-- Opening Marker --

PR #1399, opened 2022-03-24
New storage format deploy update

cicdteam:


ololobus:
FYI, I've rebased this branch on top of the #1350 and force-pushed. So it only contains the deploy changes.

PR #1404, opened 2022-03-24
wait a bit longer for timeline availability on new pageserver

LizardWizzard:
sometimes in CI it can take more time


SomeoneToIgnore (approved):

LizardWizzard:
It seems that test does not fail anymore so the change is not needed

-- Closing Marker --

* WHAT TO WORK ON:
Each record must be output word for word.

* WRITTEN REPLY:
PR #1399, opened 2022-03-24
New storage format deploy update

cicdteam:


ololobus:
FYI, I've rebased this branch on top of the #1350 and force-pushed. So it only contains the deploy changes.

PR #1404, opened 2022-03-24
wait a bit longer for timeline availability on new pageserver

LizardWizzard:
sometimes in CI it can take more time


SomeoneToIgnore (approved):

LizardWizzard:
It seems that test does not fail anymore so the change is not needed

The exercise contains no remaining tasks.